USA v. Roche-Martinez, 05-4618. Roche-Martinez pleaded guilty to being in the United States after being deported following a conviction for an aggravated felony, in violation of 8 U.S.C. § 1326(a) and (b)(2).
The police arrested Roche-Martinez in a garage behind his mother’s residence after entering the property without a search or an arrest warrant. Roche-Martinez filed a motion to quash his arrest and suppress illegally seized evidence.
The district court denied the motion and sentenced Roche-Martinez to 57 months in prison. Martinez appeals the district court’s denial of his motion to suppress.
Specifically, Roche-Martinez claims that because the policeillegally entered his home, all evidence of his presence in the United States on that day is the fruit of that illegal search and must be excluded. Moreover, he argues that without the evidence of his presence, the Court must quash his arrest.

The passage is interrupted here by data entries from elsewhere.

Issue #2478, opened 2016-07-16
Ruby Capabilities


titusfortner:
Might split this up into multiple issues, but wanted to have a discussion with the Ruby community on this first:
1. Each Bridge class has duplicated code for creating capabilities that can be DRY'd up.
2. I'm not sure why Capabilities is name spaced under Remote, because we use them locally as well.
3. Ruby has a weird mix of how it handles capabilities. Some values are explicitly supported and are accessed by symbol, and some values are allowed by default and are accessed by strings, which leads to confusion. Perhaps we support these explicitly?
4. Ruby is supporting a number of different ChromeOption Capabilities that no longer exist
5. Some capabilities are allowed to be parameters when initializing the Bridge, and others are required to be passed in through the DesiredCapabilities object. One way or another, we should make this consistent
6. I also find it weird that we allow (some) values to be accessed by both `caps.foo` and `caps[:foo]` but there might not be a compelling reason to change that.

llaskin:
In minor relation to this bug I have made https://github.com/SeleniumHQ/selenium/pull/3279 which should take care of (3), I think?

luke-hill:
Note on this - From a Ruby Perspective. There is (I believe), issues with some of the ie capabilities which have a `.` in there name. such as `ie.ensureCleanSession`. This is hard to symbolise.

1) Is there a reason this is written as an ie parameter with ie in its name. Wouldn't it be better to pass a warning across along the lines of, capabilities passed in will not be used.

2) If you pass in wrong capabilities, there doesn't seem to be any catchers at the moment, I've tried passing in `caps['hellothere'] = true`, and this seems to work.

Wrt the Bridge class, I did notice some duplication, and mentioned this on Slack, but I would question why the js/css capabilities aren't default true for every class. In my eyes that would be better, still leaving the option to turn them off, but make them all default on.

titusfortner:
As I'm rewriting these, I'm starting with what is accepted as a parameter when initializing the driver in the first place.

When doing:
```
Selenium::WebDriver::Driver.for browser_name, opt
```

The allowed values for keys in the `opt` are:
Any value passed in that is not one of these is going to throw a deprecation notice:
1. `:url`
2. `:port`
3. `:service_args`
4. `:driver_path`
5. `:http_client`
6. `:required_capabilities`
7. `:desired_capabilities`
8. `:options`
9. `:profile`
10. `:marionette`

[...]

PR #3490, opened 2017-02-09
[rb] Update driver creation and capability processing

titusfortner:
Addresses #2478

Existing code does extra processing for desired capabilities when run locally that doesn't get applied when running via remote/server. This code standardizes what is allowed to be passed in with driver initialization and makes deprecation notices for things that will no longer be supported.

Much of existing code in the Bridge subclasses is duplicated in all of the subclasses, or in need of being moved to Capabilities class. This code initializes in the superclass using methods describing the 3 things it is responsible for: `#process_capabilities`,  `#create_http_client` and `#create_session`. The only things needing to be relegated to the subclasses are processing service arguments and referencing the applicable Service and Capabilities.

It is definitely more DRY, hopefully it is also easier to understand what it is doing.

@lmtierney & @twalpole let me know if you have any feedback on this approach or implementation.

---
This change is [Reviewable](https://reviewable.io/reviews/seleniumhq/selenium/3490)


rb/lib/selenium/webdriver/firefox/bridge.rb
```diff
@@ -21,49 +21,36 @@ module Selenium
...
+        def start_service(opts)
+          if opts[:desired_capabilities] && opts[:desired_capabilities][:firefox_binary]
+            Binary.path = opts[:desired_capabilities][:firefox_binary]
+          end
 
-        def create_launcher(port, profile)
-          Launcher.new Binary.new, port, profile
+          profile = opts.delete(:profile) || opts[:desired_capabilities].firefox_profile
+          port = opts.delete(:port) || DEFAULT_PORT
+          Launcher.new(Binary.new, port, profile).tap { |l| l.launch }
```
p0deje: `.tap(&:launch)`

rb/lib/selenium/webdriver/remote/bridge.rb
```diff
@@ -605,11 +552,58 @@ def find_elements_by(how, what, parent = nil)
...
+
+          http_client.server_url = uri
+          http_client
+        end
+
+        def start_service(opts)
+          path = opts.delete(:driver_path) || bridge_module.driver_path
+          port = opts.delete(:port) || bridge_module::Service::DEFAULT_PORT
+          service_args = process_service_args(opts.delete(:service_args))
+          bridge_module::Service.new(path, port, *service_args).tap { |s| s.start }
```
p0deje: `.tap(&:start)`

rb/lib/selenium/webdriver/safari.rb
```diff
@@ -24,6 +24,14 @@ module Selenium
   module WebDriver
     module Safari
       class << self
+        def technology_preview
+          "/Applications/Safari\ Technology\ Preview.app/Contents/MacOS/safaridriver"
+        end
+
+        def technology_preview=(value = true)
```
p0deje: You shouldn't be using default argument for setter, it should be used like this:

```ruby
Safari.technology_preview=
```

Maybe it's then better to use bang-method?

p0deje (approved):
1. I've left some comments.
2. There are quite a lot of changes in Bridge classes which look a bit unrelated to this PR (e.g. renaming of commands) and I don't really understand those. It's hard for me to review them.
3. I haven't reviewed the code line-by-line because there are too many changes, so I'll just trust you made sure nothing is broken :)

Overall, I really liked what you did here, so let's bring it  in point release.

👏

lmtierney:
👍

rb/lib/selenium/webdriver/chrome/bridge.rb
```diff
@@ -21,88 +21,63 @@ module Selenium
...
-          caps[:proxy] = opts.delete(:proxy) if opts.key?(:proxy)
-          caps[:proxy] ||= opts.delete('proxy') if opts.key?('proxy')
-
-          caps
-        end
-
-        def extract_service_args(args)
-          service_args = []
-          service_args << "--log-path=#{args.delete(:service_log_path)}" if args.key?(:service_log_path)
-          service_args << "--url-base=#{args.delete(:url_base)}" if args.key?(:url_base)
```
titusfortner: The method was renamed to `#process_service_args`

rb/lib/selenium/webdriver.rb
```diff
@@ -57,8 +57,10 @@ def self.root
     #
     # @return [Driver]
     #
-    # @see Selenium::WebDriver::Remote::Bridge
+    # @see Selenium::WebDriver::Remote::OSSBridge
```
titusfortner: That would have been my name for it as well, but I copied how Simon named his subclassing in Java. "OSS" and "W3C."

rb/lib/selenium/webdriver/common/service.rb
```diff
@@ -87,6 +86,20 @@ def uri
...
+
+      def start_process
+        server_command = [@executable_path, "--port=#{@port}", *@extra_args]
+        @process       = ChildProcess.build(*server_command.compact)
+
+        if $DEBUG
+          @process.io.inherit!
+          puts "Process Starting: #{server_command}"
+        end
+        @process.leader = true
```
titusfortner: It applied to all but 2 drivers, so I made it default and overrode it in the subclass for the two applicable `Service` classes. Just trying to reduce duplicated code. I might have gone too far, so I'm ok to put it back if you think it would be more clear.

rb/lib/selenium/webdriver/edge.rb
```diff
@@ -26,23 +26,11 @@ module Selenium
   module WebDriver
     module Edge
       def self.driver_path=(path)
-        warn <<-DEPRECATE.gsub(/\n +| {2,}/, ' ').freeze
```
titusfortner: You changed my mind. Made sense to be able to set it once in a `spec_helper.rb` rather than have to pass it in everywhere in the code. Yes, that's how Java does it, but Ruby has more flexibility, so I think we should allow it. Are you disagreeing now? :)

lmtierney: Now there's the best of both worlds, he just removed the deprecation warning and kept both ways of specifying the `driver_path`

titusfortner:
@p0deje thanks for suggestions, I'll update the code. 

Yes, I probably went a step further than I needed to in subclassing Bridge & Service classes. At the point I was in the code and removing duplication I thought I'd keep going.

As for the new method names, firstly they are all private API, and secondly, I thought I should rename the commands to make it more obvious the intention behind things in `#initialize` since I moved everything to one place. Current implementation just does things without being explicit about what it is doing. For instance when running via a local `Bridge`, `#create_http_client` requires starting the driver, etc where for Remote it doesn't, but it is still performing that common purpose of setting up the network client with the correct url.

Also, sigh; trust is dangerous. :) I wrote new specs and they are all passing, but I suspect I'll get to field a number of "you broke this" issues for weird combinations of things I didn't consider after this is released.

We're having our monthly test coding meetup in Austin on Monday. I'm planning on presenting this and getting more feedback and will likely push this in for the 3.1 release.

rb/lib/selenium/webdriver/chrome/bridge.rb
```diff
@@ -21,88 +21,63 @@ module Selenium
...
-        private
-
-        def create_capabilities(opts)
-          caps = opts.delete(:desired_capabilities) { Remote::Capabilities.chrome }
+        def process_service_args(service_opts)
+          return [] unless service_opts
+          return service_opts if service_opts.is_a? Array
 
-          chrome_options = caps['chromeOptions'] || caps[:chrome_options] || {}
-          chrome_options['binary'] = Chrome.path if Chrome.path
```
lmtierney: `chrome_options['binary']` is no longer being set anywhere, so setting `Chrome.path=` does nothing. Might add it to `Capabilities`

rb/lib/selenium/webdriver/remote/capabilities.rb
```diff
@@ -60,6 +60,19 @@ class Capabilities
...
+            define_method(:options) { @capabilities[:chrome_options] ||= {} }
+            define_method("options=") { |value| @capabilities[:chrome_options] = value }
+            define_method("profile=") do |profile|
+              profile_json = profile.as_json
+              options['args'] ||= []
+              if options['args'].none? { |arg| arg =~ /user-data-dir/ }
+                options['args'] << "--user-data-dir=#{profile_json[:directory]}"
+              end
+              options['extensions'] = profile_json[:extensions]
+            end
```
lmtierney: `options['binary'] = WebDriver::Chrome.path` if set?

rb/lib/selenium/webdriver/remote/bridge.rb
```diff
@@ -605,11 +552,58 @@ def find_elements_by(how, what, parent = nil)
...
-        def assert_javascript_enabled
-          return if capabilities.javascript_enabled?
-          raise Error::UnsupportedOperationError, 'underlying webdriver instance does not support javascript'
+        def bridge_module
+          Module.nesting[1]
+        end
+
+        def process_capabilities(opts)
+          capabilities = opts.delete(:desired_capabilities) || default_capabilities
+          capabilities = Capabilities.send(capabilities) if capabilities.is_a?(Symbol)
```
lmtierney: Should we merge passed in `desired_capabilities` to the defaults for that browser? We had to do this for firefox currently so that `browser_name` was picked up (geckodriver needed it).

lmtierney: It'd be even better if we could utilize the `:options` and `:profile` processing of the `Capabilities.firefox`, etc but I'm not sure how to make that elegant

rb/lib/selenium/webdriver/chrome/bridge.rb
titusfortner: Good catch. This is only going to apply to running local not remote, so I think it belongs in the subclass. I'll update these.

rb/lib/selenium/webdriver/remote/bridge.rb
titusfortner: I'm not sure how you would create a `Capabilities` class without making use of the browser's defaults, though. I figure if the user is passing in a value, that's the value they want and we shouldn't presume to add things to it. It's not like creating it isn't trivial.

I'm not sure how things need to be different for Firefox? From an end user standpoint, `Remote#self.w3c?` toggles whether to use `Bridge` or `W3CBridge`, which should be sufficient.

Do you have an example of something that doesn't behave as desired now?

lmtierney: We merge with defaults right now for firefox (w3c bridge) because someone in #watir was passing in a hash for desired capabilities (without `browser_name`) instead of a `Capabilities` class and apparently now geckodriver needs `browser_name` set.

That being said, I agree it would be a nice option for people to specify capabilities as a hash without merging defaults so nevermind on that one. 

The second comment was an example, not saying `firefox` specifically. I was more referring to the processing of `:options` and `:profile` in the `Capabilities` class itself instead of doing in the `Capabilities` class and then in `process_capabilities` [here](https://github.com/SeleniumHQ/selenium/pull/3490/files/7fee63589f33dab25d3d52bd27f0694c10388a80#diff-dd335728ad314dd52eece6507da94ea5R575) but I don't have a solution for that more just bringing it up as an idea

titusfortner: Ah, the `Firefox::Bridge#process_capabilities` method is intended to handle the things that are local only, and the `Capabilities#self.firefox` method is intended to handle the things that are applicable regardless of local or remote.

Before this PR is merged, I'm planning on revamping Watir browser configurations. I'm going to be ok with telling Watir users that if they want to use selenium-webdriver 3.1.x then they need to use watir 6.4 or whatever, and change their parameters as necessary.

titusfortner: Ok, so the use case is that someone does this:
```
caps = Selenium::WebDriver::Remote::Capabilities.firefox
driver = Selenium::WebDriver.for :remote, desired_capabilities: caps
```
Right now it is using defaults for `Selenium::WebDriver::Remote::Capabilities` instead of defaults for `Selenium::WebDriver::Remote::W3CCapabilities`. I'll go ahead and add this to the top of `Selenium::WebDriver::Remote::Capabilities#self.firefox`:
```
return Remote::W3CCapabilities.firefox(opts) if Remote::W3CCapabilities.w3c?
```
That should address the user-facing concerns I think.

PR #3532, opened 2017-02-18
Add expected condition that waits for all found elements to be visible

BeyondEvil:

### DIFF
--- a/py/selenium/webdriver/support/expected_conditions.py
+++ b/py/selenium/webdriver/support/expected_conditions.py
@@ -20,7 +20,6 @@ from selenium.common.exceptions import NoSuchFrameException
 from selenium.common.exceptions import StaleElementReferenceException
 from selenium.common.exceptions import WebDriverException
 from selenium.common.exceptions import NoAlertPresentException
-from selenium.common.exceptions import ElementNotVisibleException
 
 """
  * Canned "Expected Conditions" which are generally useful within webdriver


py/selenium/webdriver/support/expected_conditions.py
```diff
@@ -124,6 +125,27 @@ def __call__(self, driver):
...
+    returns the list of WebElements once they are located and visible
+    """
+    def __init__(self, locator):
+        self.locator = locator
+
+    def __call__(self, driver):
+        try:
+            elements = _find_elements(driver, self.locator)
+            for element in elements:
+                if not _element_if_visible(element):
```
Dude-X: I would write this as:
```if  _element_if_visible(element, visibility=False):
    return False
```
instead of raising an exception.

BeyondEvil: Thanks, @Dude-X, that makes sense! I've changed it locally. Can I merge it with this PR? If so, how?

cgoldberg: @BeyondEvil  just push your changes to the same remote branch again... the PR will get updated automagically.

cgoldberg:
@BeyondEvil you should rebase before pushing so your PR doesn't contain unrelated commits

BeyondEvil:
@cgoldberg Yeah, I don't know what I'm doing lol ^^ But I got some help from the kind folks in IRC to fix it :)

py/selenium/webdriver/support/expected_conditions.py
```diff
@@ -20,6 +20,7 @@
 from selenium.common.exceptions import StaleElementReferenceException
 from selenium.common.exceptions import WebDriverException
 from selenium.common.exceptions import NoAlertPresentException
+from selenium.common.exceptions import ElementNotVisibleException
```
Dude-X: Is this an oversight for some code in the body?

BeyondEvil: @Dude-X Yes, I'll remove that (it was used by the first revision of this PR).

When reviewing an appeal from a district court’s denial of a motion to suppress, the 7th Circuit reviews legal conclusions de novo and findings of fact for clear error. United States v. Robeles-Ortega, 348 F.3d 679, 681 (7th Cir. 2003). For purposes of this appeal, the 7th Circuit assume the entry was illegal.
The 7th Circuit starts by stating that this case is governed by New York v. Harris, 495 U.S. 14, 18 (1990), in which the Supreme Court held that unlawful entry into the home of a criminal defendant does not make the defendant’s subsequent detention unlawful if probable cause existed to arrest the defendant.
Here, the police had probable cause to arrest Roche-Martinez. Consequently, even though the police did not have a warrant or consent to enter his residence, Roche-Martinez’s subsequent detention was lawful and the district court correctly ruled that the evidence collected during Roche-Martinez’s detention, namely, his identity, was admissible, and not tainted by the earlier unlawful entry into his mother’s residence.
The 7th Circuit concludes by stating that though Harris precludes relief from Roche-Martinez’s criminal conviction, this holding today in no way sanctions the police officer’s decision not to seek a search or an arrest warrant. Justice Marshall, dissenting in Harris, warned that under the Harris rule, a logical police officer will make a rational choice to violate the Constitution rather than first obtaining a search or arrest warrant, because the "evidence will be admissible regardless of whether it was the product of [an] unconstitutional arrest." Harris, 495 U.S. at 32 (Marshall, J., dissenting). There were no exigent circumstances here.
In short, despite the 7th Circuit’s unease regarding the facts of this case, Justice Marshall’s opinion is not the law, and Harris controls our decision.